_DATA SHOWN:_
PR #8846, opened 2024-02-28
feat(switch): add stateful component tokens

jcfranco:
**Related Issue:** #7180 

## Summary

Updates component tokens to the following (CSS props):

* `--calcite-switch-corner-radius`
* `--calcite-switch-handle-background-color`
* `--calcite-switch-handle-border-color`
* `--calcite-switch-handle-shadow`
* `--calcite-switch-shadow-hover`
* `--calcite-switch-track-background-color`
* `--calcite-switch-track-border-color`

### DIFF
--- a/packages/calcite-components/src/components/switch/switch.scss
+++ b/packages/calcite-components/src/components/switch/switch.scss
@@ -19,23 +19,6 @@
  */
 
 :host {
-  --calcite-switch-handle-background-color: var(--calcite-color-foreground-1);
-  --calcite-switch-handle-border-color: var(--calcite-color-border-input);
-  --calcite-switch-track-background-color: var(--calcite-color-foreground-2);
-  --calcite-switch-track-border-color: var(--calcite-color-border-2);
-  --calcite-switch-corner-radius: var(--calcite-internal-switch-border-radius, --calcite-corner-radius-pill);
-  --calcite-switch-handle-shadow: none;
-
-  --calcite-switch-handle-border-color-hover: var(--calcite-color-brand);
-  --calcite-switch-handle-shadow-hover: inset 0 0 0 1px var(--calcite-color-brand);
-
-  --calcite-switch-handle-border-color-selected: var(--calcite-color-brand);
-  --calcite-switch-track-background-color-selected: var(--calcite-color-brand);
-  --calcite-switch-track-border-color-selected: var(--calcite-color-brand);
-
-  --calcite-switch-handle-border-color-selected-hover: var(--calcite-color-brand-hover);
-  --calcite-switch-handle-shadow-selected-hover: inset 0 0 0 1px var(--calcite-color-brand-hover);
-
   --calcite-internal-switch-border-radius: 9999px; // TODO: drop once --calcite-corner-radius is updated
 
   @apply relative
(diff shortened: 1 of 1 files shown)


packages/calcite-components/src/components/switch/switch.scss
```diff
@@ -3,23 +3,38 @@
...
+ * @prop --calcite-switch-corner-radius: Specifies the corner radius of the component.
  * @prop --calcite-switch-handle-background-color: Specifies the background color of the component handle.
  * @prop --calcite-switch-handle-border-color: Specifies the border color of the component handle.
  * @prop --calcite-switch-track-background-color: Specifies the background color of the component track.
  * @prop --calcite-switch-track-border-color: Specifies the border color of the component track.
- * @prop --calcite-switch-corner-radius: Specifies the corner radius of the component.
- * @prop --calcite-switch-shadow: Specifies the shadow of the component.
+ * @prop --calcite-switch-handle-shadow: Specifies the shadow of the component handle.
+ * @prop --calcite-switch-handle-border-color-hover: Specifies the border color of the component handle when hovered.
+ * @prop --calcite-switch-shadow-hover: Specifies the shadow of the component handle when hovered.
```
macandcheese, line 13: Should these be set by the user, for instance `calcite-switch:hover { --calcite-switch-handle-border-color: purple }`? I think the hover/active/stateful props are only for inaccessible components within the shadowRoot. Unless I missed a convention change (which.. very possible).

jcfranco: I meant to reply sooner, but this is related to a recent guideline update:

> component tokens should be added for the appropriate states as well. I.E. if background-color changes on hover then you should also add a `background-color-hover` token.

macandcheese: Gotcha. In that case, the css prop makes sense - but maybe the description is confusing? Really it's changing the handle-border-color when the entire switch is hovered, not only when the handle is hovered - maybe "... of the component's handle when the component is hovered" ? Kind of verbose, but more accurate.

packages/calcite-components/src/components/switch/switch.scss
```diff
@@ -3,24 +3,22 @@
...
+ * @prop --calcite-switch-handle-border-color-selected: Specifies the border color of the component handle when selected.
+ * @prop --calcite-switch-track-background-color-selected: Specifies the background color of the component track when selected.
```
macandcheese, line 15: General q - should we use selected here or `checked` to match the prop?

packages/calcite-components/src/components/switch/switch.scss
jcfranco: Oh, good catch. I'll double check prop descriptions. There might be some copy pasta afoot. ©️🍝🦶

packages/calcite-components/src/components/switch/switch.scss
jcfranco: Good question. I've been going back and forth on `selected` (consistency) vs `checked` (correctness). I'll update it to `checked` per your suggestion.

packages/calcite-components/src/components/switch/switch.scss
jcfranco: Updated prop descriptions. We'll need to audit the doc once we're all components are updated for clarity and consistency too. cc @geospatialem @DitwanP

alisonailea (approved):

alisonailea (approved):
Nice

PR #8849, opened 2024-02-28
refactor(card-group): Remove unused `scale` property

macandcheese:
**Related Issue:** #

## Summary
Removes this unused property that made it through review. 

Initially there was a plan to add scale to Card, but that change was removed and this property was not cleaned up. Should be safe to remove as it had no effect.

### DIFF
--- a/packages/calcite-components/src/components.d.ts
+++ b/packages/calcite-components/src/components.d.ts
@@ -806,10 +806,6 @@ export namespace Components {
          */
         "label": string;
         /**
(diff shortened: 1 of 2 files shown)


driskull (approved):
👍 

This is a new component so no deprecation needed right?

macandcheese:
> 👍
> 
> This is a new component so no deprecation needed right?

Yep, just went out in 2.6.0 - this just wasn't caught / removed from that PR.

PR #8850, opened 2024-02-29
test(select): fix form-associated E2E test

jcfranco:
**Related Issue:** N/A

## Summary

Uses character-matching behavior for select to ensure the component's value changes. The context-menu is not accessible through Puppeteer.


driskull (approved):
👍

Issue #8800, opened 2024-02-21
Replace animated selected tab-title indicator with simpler selection styling


jcfranco:
### Description

Simplification of tab-title was [suggested in #8616](https://github.com/Esri/calcite-design-system/pull/8616#issuecomment-1942738868):

> I suggest we get rid of the "zoom border animation", it is adding a bit of confusion to a crowded area (IMO). Just render the active state visual with a border or inset box-shadow.

### Proposed Advantages

* reduce component complexity
* avoid alignment issues
* streamline component design

### Which Component

`calcite-tab-nav`

### Calcite package

- [X] @esri/calcite-components
- [ ] @esri/calcite-components-angular
- [ ] @esri/calcite-components-react
- [ ] @esri/calcite-design-tokens
- [ ] @esri/eslint-plugin-calcite-components

DitwanP:
🍡 Verified on `2.11.0-next.23`

PR #8854, opened 2024-02-29
feat(tab-title): add component tokens

jcfranco:
**Related Issue:** #7180

## Summary

* `--calcite-tab-title-background-color`
* `--calcite-tab-title-text-color`
* `--calcite-tab-title-close-button-background-color`
* `--calcite-tab-title-close-button-background-color-active`
* `--calcite-tab-title-close-button-background-color-focus`
* `--calcite-tab-title-close-button-background-color-hover`
* `--calcite-tab-title-close-button-icon-color`
* `--calcite-tab-title-close-button-icon-color-active`
* `--calcite-tab-title-close-button-icon-color-focus`
* `--calcite-tab-title-close-button-icon-color-hover`

**Note:** Removes styles targeting `a` as these are no longer applicable.


alisonailea (approved):

packages/calcite-components/src/components/tab-title/tab-title.scss
```diff
@@ -1,3 +1,25 @@
+/**
+ * CSS Custom Properties
+ *
+ * These properties can be overridden using the component's tag as selector.
+ *
+ * @prop --calcite-tab-title-background-color: Specifies the background color of the component.
+ * @prop --calcite-tab-title-background-color-hover: Specifies the background color of the component when hovered.
+ * @prop --calcite-tab-title-border-color-selected: Specifies the border color of the component. Only applicable when bordered.
```
macandcheese, line 8: I think this one is a little confusing. I'd interpret this to mean the "accent" or "highlight" color. But it seems like it would just be the two "side borders"? Maybe this can be set by the tab nav if that is the case.

I'm working on #8800 which would make this useful - currently the selection element is not part of Tab Title, but it will when the above fix lands.

jcfranco: > I think this one is a little confusing. I'd interpret this to mean the "accent" or "highlight" color. But it seems like it would just be the two "side borders"? Maybe this can be set by the tab nav if that is the case.

Agreed. Let me see if I can move this up to tab nav and simplify the props here.

> I'm working on #8800 which would make this useful - currently the selection element is not part of Tab Title, but it will when the above fix lands.

Do you estimate this landing in this release? I could proceed with the current props/styles and revisit once the selection indicator is installed.

macandcheese: I think you could still add the highlight css prop and in my PR I can change the element it affects from the "indicator div" to just the border, and keep the name the same.

alisonailea (changes requested):
do we need a box-shadow token for tab-title?

packages/calcite-components/src/components/tab-title/tab-title.scss
```diff
@@ -209,16 +198,18 @@
 }
 
 :host([bordered][selected]) {
-  box-shadow: inset 0 -2px var(--calcite-tab-title-border-color-selected, var(--calcite-color-foreground-1));
+  // we pick this up from tabs, where border is defined and applied
+  box-shadow: inset -1px -1px var(--calcite-internal-tabs-border-color);
```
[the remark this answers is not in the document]
jcfranco: I don't think a `box-shadow` prop is needed. `box-shadow` is used to mask a border when a tab is selected (see [example](https://codepen.io/jcfranco/pen/PogGRzo?editors=100)).

alisonailea (approved):

PR #8876, opened 2024-03-04
refactor(chip): Update token pattern

macandcheese:
**Related Issue:** #7180 

## Summary
Updates token implementation to match latest recommended pattern.

### DIFF
--- a/packages/calcite-components/src/components/chip/chip.scss
+++ b/packages/calcite-components/src/components/chip/chip.scss
@@ -79,7 +79,9 @@
   &.is-circle {
     inline-size: var(--calcite-internal-chip-container-size);
   }
-
+  &:not(.is-circle) {
+    padding-inline: var(--calcite-internal-chip-spacing-s);
+  }
   &.selectable {
     @apply cursor-pointer;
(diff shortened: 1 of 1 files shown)


packages/calcite-components/src/components/chip/chip.scss
```diff
@@ -71,97 +60,111 @@
   --calcite-internal-chip-container-size: 44px;
 }
 
-:host([appearance="outline-fill"]) {
-  --calcite-chip-background-color: var(--calcite-color-foreground-1);
+.container {
+  @apply inline-flex
+  h-full
+  max-w-full
```
alisonailea, line 66: h-full and max-w-full can be changed to 
`block-size: var(--calcite-container-size-content-fluid)`
`max-inline-size: var(--calcite-container-size-content-fluid)`

alisonailea (approved):

packages/calcite-components/src/components/chip/chip.scss
macandcheese: Updated

PR #8878, opened 2024-03-04
feat(accordion, accordion-item): add component tokens

alisonailea:
**Related Issue:** #7180

### Accordion
--calcite-accordion-background-color: defines the background color for the component and it's slotted accordion-items.
--calcite-accordion-border-color: defines the border color for the component and it's slotted accordion-items.
 
### Accordion Item
--calcite-accordion-item-background-color: defines the background color for the component.
--calcite-accordion-item-border-color: defines the border color for the component.
--calcite-accordion-item-description-text-color: defines the text color of the description in the component. Falls back to `--calcite-accordion-item-text-color`.
--calcite-accordion-item-heading-text-color: defines the text color of the heading in the component. Falls back to `--calcite-accordion-item-text-color`.
--calcite-accordion-item-icon-color: defines the icon color for the component.
--calcite-accordion-item-expand-icon-color: defines the icon color for the component.
--calcite-accordion-item-text-color: defines the text color for the component.


packages/calcite-components/src/components/accordion-item/accordion-item.scss
```diff
@@ -63,38 +77,42 @@
...
 }
 
 .header-container {
-  inline-size: 100%;
+  inline-size: var(--calcite-container-size-content-fluid);
 }
 
 .content {
-  padding: var(--calcite-accordion-item-padding);
+  padding: var(--calcite-internal-accordion-item-space-inset);
```
jcfranco, line 109: Nitpick since this is internal, but shouldn't this be `--calcite-internal-accordion-item-content-space`? 

Applies to other inset space CSS props.

packages/calcite-components/src/components/accordion-item/accordion-item.scss
```diff
@@ -106,29 +124,27 @@
...
   text-align: initial;
 }
 
 // accordion item icon
 :host .expand-icon {
-  @apply text-color-3;
-  margin-inline-start: var(--calcite-accordion-item-icon-spacing-start);
-  margin-inline-end: var(--calcite-accordion-item-icon-spacing-end);
-  transform: rotate(var(--calcite-accordion-item-icon-rotation));
+  margin-inline-start: var(--calcite-internal-accordion-item-icon-spacing-start);
```
jcfranco, line 133: Nitpick since this is internal, but for consistency, these should use `space` vs `spacing`.

Also, since these are used for inline spacing, would `--calcite-internal-accordion-item-icon-space-x-start/end` be more appropriate?

packages/calcite-components/src/components/accordion-item/accordion-item.scss
```diff
@@ -140,51 +156,64 @@
...
 
 :host(:focus),
-:host(:hover) {
+:host(:hover),
+:host(:active),
+:host([expanded]) {
   & .heading {
-    @apply text-color-1;
+    color: var(
+      --calcite-accordion-item-heading-text-color,
```
jcfranco, line 184: Per our latest guidelines, should these be stateful CSS props?

> component tokens should be added for the appropriate states as well. I.E. if background-color changes on hover then you should also add a `background-color-hover` token. 

Applies to other CSS props affected by state.

packages/calcite-components/src/components/accordion-item/accordion-item.scss
```diff
@@ -1,40 +1,54 @@
+/**
+ * CSS Custom Properties
+ *
+ * These properties can be overridden using the component's tag as selector.
+ *
+ * @prop --calcite-accordion-item-background-color: defines the background color for the component.
+ * @prop --calcite-accordion-item-border-color: defines the border color for the component.
+ * @prop --calcite-accordion-item-description-text-color: defines the text color of the description in the component. Falls back to `--calcite-accordion-item-text-color`.
```
jcfranco, line 8: For the time being, can we omit specifying which CSS prop it will fall back to? I think we could do so since it's an implementation detail.

packages/calcite-components/src/components/accordion/accordion.scss
```diff
@@ -1,41 +1,64 @@
...
+  }
+}
+
+.accordion {
+  border-width: var(--calcite-border-width-sm);
+  border-color: var(--calcite-accordion-border-color, var(--calcite-color-border-2));
+  border-block-end-width: var(--calcite-border-width-none);
+  border-style: solid;
+
+  ::slotted(accordion-item) {
```
jcfranco, line 29: If accordion items have these CSS props defined, shouldn't users set overrides on the items themselves since these are slotted and not owned by the accordion?

packages/calcite-components/src/components/accordion-item/accordion-item.scss
```diff
@@ -1,40 +1,54 @@
+/**
+ * CSS Custom Properties
+ *
+ * These properties can be overridden using the component's tag as selector.
+ *
+ * @prop --calcite-accordion-item-background-color: defines the background color for the component.
+ * @prop --calcite-accordion-item-border-color: defines the border color for the component.
```
jcfranco, line 7: `--calcite-accordion-item-border-color` doesn't seem to be used in `accordion-item`'s styling.

jcfranco (changes requested):
Looking good! 😎 I noticed a few things and also had a question regarding stateful CSS props.

packages/calcite-components/src/components/accordion/accordion.scss
```diff
@@ -1,41 +1,64 @@
...
+    --calcite-accordion-item-background-color: var(
+      --calcite-accordion-background-color,
+      var(--calcite-color-foreground-1)
+    );
+  }
+}
+
+.accordion--transparent {
+  ::slotted(accordion-item) {
+    --calcite-accordion-item-border-color: var(--calcite-accordion-border-color, transparent);
```
jcfranco, line 40: We should add a note to our guidelines about composite component overrides to slotted components.

packages/calcite-components/src/components/accordion-item/accordion-item.scss
alisonailea: because all parts of the component respond to the state of the host, we don't need state tokens here.

packages/calcite-components/src/components/accordion/accordion.scss
alisonailea: nope! Thanks for the catch.

packages/calcite-components/src/components/accordion-item/accordion-item.scss
alisonailea: thanks for the catch!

_EXERCISE INSTRUCTIONS:_
Wherever the string "focus" appears in the entries, copy that line.

_RESULT FOR THIS TASK:_
* `--calcite-tab-title-close-button-background-color-focus`
* `--calcite-tab-title-close-button-icon-color-focus`
 :host(:focus),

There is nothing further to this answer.